I offer it, as a starting place. See the attached file.

It has a —debug flag.

The first argument is expected to be the OSIS xml file.

The second argument is optional and gives the location to the include directory of svn/sword/trunk/include with all the canon*.h files. If you don’t supply the argument, it uses the web to load the canon*.h files from https://www.crosswire.org/svn/sword/trunk/include.

It will score the fitness of each of the v11ns. It gives the score as a %, but I don’t know what that means. I told it that it should prioritize book matches, then chapter matches and finally verse matches. I don’t know how well it did that scoring. I didn’t test for that.

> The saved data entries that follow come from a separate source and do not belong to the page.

Issue #255, opened 2016-05-17
Langpacks copied via pulp-admin on command line


preethit:
You can copy langpacks between repositories. You define it with pulp-admin such as:

    pulp-admin rpm repo create --repo-id repo_1
    pulp-admin rpm repo uploads langpacks -i gorilla-%s -n gorilla-en -i zebra-%s -n zebra-docs --repo-id repo_1

You can verify it's added to the repo with:

    pulp-admin rpm repo list --repo-id  repo_1

You can verify it's defined correctly with:

    pulp-admin rpm repo content langpacks --repo-id repo_1

Create your second repo

    pulp-admin rpm repo create --repo-id=repo_2

Copy the contents of first repo to the second repo

    pulp-admin rpm repo copy langpacks --from-repo-id=repo_1 --to-repo-id=repo_2

Verify  that repo_2 contains newly copied package langpacks:

     pulp-admin repo list --repo-id repo_2

The feature story: https://pulp.plan.io/issues/1367

Pulp's pulp-admin langpacks documentation: FIXME

PR #297, opened 2016-06-08
Ensure langpacks can be copied with CLI

Ichimonji10:
As of Pulp 2.9, it is possible to use the `pulp-admin rpm repo copy
langpacks` command to copy langpacks from one repository to another. Add
a test case for this feature.

Fix: https://github.com/PulpQE/pulp-smash/issues/255


Ichimonji10:
Tested against Pulp 2.8.5 and master (2.9) with `python -m unittest2 pulp_smash.tests.rpm.cli.test_copy_units`.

The output is alphabetized. If more than one v11n have the same high score, they are listed.

In His Service,

import re
import xml.etree.ElementTree as ET
from collections import defaultdict
from pathlib import Path
import sys
import requests
import argparse


DEBUG = False
REMOTE_URL = "https://www.crosswire.org/svn/sword/trunk/include/";

def parse_osis(file_path):
    osis_structure = defaultdict(lambda: defaultdict(set))
    context = ET.iterparse(file_path, events=('start',))
    for event, elem in context:
        if elem.tag.endswith('verse'):
            osisid = elem.attrib.get('osisID')
            if osisid:
                parts = osisid.split('.')
                if len(parts) == 3:
                    book, chapter, verse = parts
                    try:
                        chapter = int(re.sub(r'\D', '', chapter))
                        verse = int(re.sub(r'\D', '', verse))
                        osis_structure[book][chapter].add(verse)
                    except ValueError:
                        continue
            elem.clear()
    if DEBUG:
        print("Parsed OSIS structure:")
        for book in osis_structure:
            print(f"  {book}: {sorted(osis_structure[book].keys())}")
    return osis_structure

def load_canon_file(canon_path):
    if canon_path.startswith("http://";) or canon_path.startswith("https://";):
        if DEBUG:
            print(f"Downloading: {canon_path}")
        response = requests.get(canon_path)
        if response.status_code == 200:
            if DEBUG:
                print(f"Downloaded {len(response.text)} bytes from {canon_path}")
            return response.text
        else:
            raise ValueError(f"Failed to download {canon_path} (status {response.status_code})")
    else:
        if DEBUG:
            print(f"Reading local file: {canon_path}")
        with open(canon_path, encoding='utf-8') as f:
            content = f.read()
            if DEBUG:
                print(f"Loaded {len(content)} bytes from local file")
            return content

def parse_books_array(content, array_name):
    pattern = re.compile(
        rf'struct\s+sbook\s+{re.escape(array_name)}\s*\[\s*\]\s*=\s*\{{(.*?)\}};',
        re.DOTALL | re.IGNORECASE
    )
    match = pattern.search(content)
    if not match:
        if DEBUG:
            print(f"No {array_name} array found")
        return []
    entries = re.findall(r'\{\s*"([^"]+)"\s*,\s*"([^"]+)"\s*,\s*"([^"]+)"\s*,\s*(\d+)\s*\}', match.group(1))
    if DEBUG:
        print(f"Parsed {len(entries)} entries from {array_name}")
    return [(full, abbrev, osis, int(ch)) for full, abbrev, osis, ch in entries]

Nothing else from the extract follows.